Another example is that we keep a board data structure in the solved state in the SOLVEDBOARD variable, so that we can compare the current board to SOLVEDBOARD to see if the player has solved the puzzle. Each time we wanted to do this check, we could just call the getStartingBoard() function and compare the returned value to the current board. Then we would not need the SOLVEDBOARD variable. This would save us a little bit of memory, but then our program would take longer to run because it is re-creating the solved-state board data structure each time we do this check.

There is one thing you must remember though. Writing code that is readable is a very important skill. Code that is "readable" is code that is easy to understand, especially by programmers who did not write the code.

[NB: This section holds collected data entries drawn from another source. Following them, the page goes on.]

PR #1046, opened 2023-12-12
feat: updated camera to react-native-vision 3

### LINKED ISSUE #1653: Update or replace camera library
- [react-native-vision-camera](https://github.com/mrousavy/react-native-vision-camera)
- [expo camera](https://docs.expo.dev/versions/latest/sdk/camera/)

wadeking98:
# Summary of Changes

Replaced the depricated RNCamera module with react-native-vision-camera. Updated tests to be compatible. I had to make some modifications to the android permissions text... but it looks like they weren't being used anyway for some reason. This should be a transparent change, I've tested in the android emulator API version 30 and 32, as well as an iphone physical device. I was running into an issue on API version 30, but I wasn't sure if that was just a problem with the emulator itself. Other than android API 30 it works great on all versions. I'd appreciate some help testing the changes on different versions especially on android.

Additionally I've made sure the torch functionality works well.

#### Other advantages of this library:
It provides support for non QR code barcodes out of the box so we can provide more specific error messages if the user tries to scan their driver's license, etc.

# Related Issues

Fixes bcgov/bc-wallet-mobile#1653

# Pull Request Checklist

Pro Tip 🤓


bryce-mcmath:
What was the issue on API 30? Just so we can look out for it

bryce-mcmath:
Looks like you may need to update the gradle lockfile in Bifold too

wadeking98:
> What was the issue on API 30? Just so we can look out for it

I'd get a repetitive error saying failed to load depricated vision dynamite module

packages/legacy/app/package.json
```diff
@@ -81,6 +81,7 @@
     "react-native-toast-message": "^2.1.6",
     "react-native-uuid": "^2.0.1",
     "react-native-vector-icons": "^10.0.0",
+    "react-native-vision-camera": "^3.6.16",
```
jleach, line 84: Able to remove the old `"react-native-camera": "^3.31.1"` package?

packages/legacy/core/package.json
```diff
@@ -208,6 +209,7 @@
     "react-native-toast-message": "^2.1.6",
     "react-native-uuid": "^2.0.1",
     "react-native-vector-icons": "^10.0.0",
+    "react-native-vision-camera": "*",
```
jleach, line 212: Same. Ax the old `"react-native-camera": "^3.31.1"`?

jleach (changes requested):

jleach:
@wadeking98 We go back pretty far for Android API compatibility - no? Do you think we'll loose anything with this change?

wadeking98:
I've fixed the issue for api level 29 but I'm still running into issues with API level 30: https://github.com/mrousavy/react-native-vision-camera/issues/2287

wadeking98:
I've confirmed this is working with API level 29, 30, 31 now

packages/legacy/core/App/constants.ts
```diff
@@ -1,5 +1,14 @@
...
+import StaticSafeAreaInsets from 'react-native-static-safe-area-insets'
+
 import { PINValidationRules } from './types/security'
 
+export const SCREEN_WIDTH = Dimensions.get('window').width
+export const SCREEN_HEIGHT = Platform.select<number>({
+  android: Dimensions.get('screen').height - StaticSafeAreaInsets.safeAreaInsetsBottom,
+  ios: Dimensions.get('window').height,
+}) as number
+
```
bryce-mcmath: How does this behave on tablets when they switch between portrait and landscape on the camera screen?

wadeking98: good question, BC Wallet is locked in portrait mode so it shouldn't be an issue

bryce-mcmath: I don't think it's locked in portrait mode on tablets, only on phones

wadeking98: I tested it on the pixel tablet with auto rotate turned on and the BC Wallet app was locked in portrait mode on that device

bryce-mcmath: Hmm. Maybe it's just unlocked on iPads. We should ask @jleach

wadeking98: @bryce-mcmath it works fine on Ipads in either orientation, the only issue is that in landscape mode moving the camera is inverted, so left is down, right is up, etc. Trying to see if I can fix that issue now

wadeking98: Seems like this is a known issue with the library:
- https://github.com/mrousavy/react-native-vision-camera/issues/1455
- https://github.com/mrousavy/react-native-vision-camera/issues/1891

wadeking98: I could downgrade to version 2 or switch to another library but that may introduce it's own dependency issues and IMHO that seems like a lot of work to address what would be a minor inconvenience to only a handful of users, especially when it looks like this issue is going to be fixed in the library eventually. What are your thoughts @bryce-mcmath @jleach ?

bryce-mcmath: I would tend to agree with that but what happened with testing older Android versions that we still support? I remember you saying something like API 24 wasn't scanning

wadeking98: Actually I just tested it again on my mac environment and it worked fine on API 24. I think maybe I just didn't try moving the camera around last time

bryce-mcmath: Well then I'm ok to move forward with this. Might want to wait until Clecio gets back and takes a look at it but I think you've done a great job

packages/legacy/app/App.tsx
```diff
@@ -42,6 +44,10 @@ const App = () => {
     SplashScreen.hide()
   }, [])
 
+  if (!isTablet()) {
+    Orientation.lockToPortrait()
```
jleach, line 48: I think we want to [support](https://github.com/bcgov/bc-wallet-mobile/issues/1274) landscape but just lock the camera screen to portrait.

packages/legacy/app/App.tsx
```diff
@@ -42,6 +44,10 @@ const App = () => {
     SplashScreen.hide()
   }, [])
 
+  if (!isTablet()) {
```
jleach, line 47: There are some helper functions that use the screen dimensions for this. I think its better if we don't use both. If not in this PR can you create a technical debt ticket to clean this up at a later point?

packages/legacy/core/App/constants.ts
```diff
@@ -1,5 +1,14 @@
+import { Dimensions, Platform } from 'react-native'
+import StaticSafeAreaInsets from 'react-native-static-safe-area-insets'
+
 import { PINValidationRules } from './types/security'
 
+export const SCREEN_WIDTH = Dimensions.get('window').width
+export const SCREEN_HEIGHT = Platform.select<number>({
```
jleach: Why not `import { useWindowDimensions } from 'react-native'`? It should be reactive and update on-demand?

jleach (dismissed):

packages/legacy/app/App.tsx
wadeking98: I thought we decided against landscape mode in mobile view?

bryce-mcmath (changes requested):
Can we only use the official package `isTablet` function and get rid of our helper version of it?

jleach (dismissed):

packages/legacy/core/App/components/misc/ScanCamera.tsx
```diff
@@ -12,13 +12,13 @@ interface Props {
...
+  const [orientation, setOrientation] = useState(OrientationType.PORTRAIT)
   const [cameraActive, setCameraActive] = useState(true)
   const orientationDegrees: { [key: string]: string } = {
-    PORTRAIT: '0deg',
-    'LANDSCAPE-LEFT': '270deg',
-    'PORTRAIT-UPSIDEDOWN': '180deg',
-    'LANDSCAPE-RIGHT': '90deg',
+    [OrientationType.PORTRAIT]: '0deg',
+    [OrientationType['LANDSCAPE-LEFT']]: '270deg',
+    [OrientationType['PORTRAIT-UPSIDEDOWN']]: '180deg',
```
bryce-mcmath, line 20: Is one of these duplicated and we're missing landscape left now? Or am I confused

bryce-mcmath (changes requested):

packages/legacy/core/App/components/misc/ScanCamera.tsx
wadeking98: all 4 orientations are there. I don't see what you're referring to with duplicate/missing entries

wadeking98: right I accidentally duplicated portrait upside-down when I was updating things. Fixed now

bryce-mcmath (approved):

jleach (approved):

bryce-mcmath (approved):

If another programmer can look at your program's source code and figure out what it does without much trouble, then that program is very readable. Readability is important because when you want to fix bugs or add new features to your program (and bugs and ideas for new features always come up), then having a readable program makes those tasks much easier.

Nobody Cares About a Few Bytes

Also, there is one thing that might seem kind of silly to say in this book because it seem obvious, but many people wonder about it. You should know that using short variable names like x or num instead of longer, more descriptive variable names like blankx or numSlides does not save you any memory when your program actually runs. Using these longer variable names is better because they'll make your program more readable.

You might also come up with some clever tricks that do save a few bytes of memory here and there. One trick is that when you no longer need a variable, you can reuse that variable name for a different purpose instead of just using two differently named variables.

Try to avoid the temptation to do this. Usually, these tricks reduce code readability and make it harder to debug your programs. Modern computers have billions of bytes of memory, and saving a few bytes here and there really isn't worth making the code more confusing for human programmers.

Nobody Cares About a Few Million Nanoseconds

Similarly, there are times when you can rearrange your code in some way to make it slightly faster by a few nanoseconds. These tricks also usually make the code harder to read. When you consider that several billion nanoseconds have passed in the time it takes you to read this sentence, saving a few nanoseconds of execution time in your program won't be noticed by the player.

Summary

This chapter hasn't introduced any new Pygame programming concepts that the Memory Puzzle game didn't use, aside from using the copy() method of Surface objects. Just knowing a few different concepts will let you create completely different games.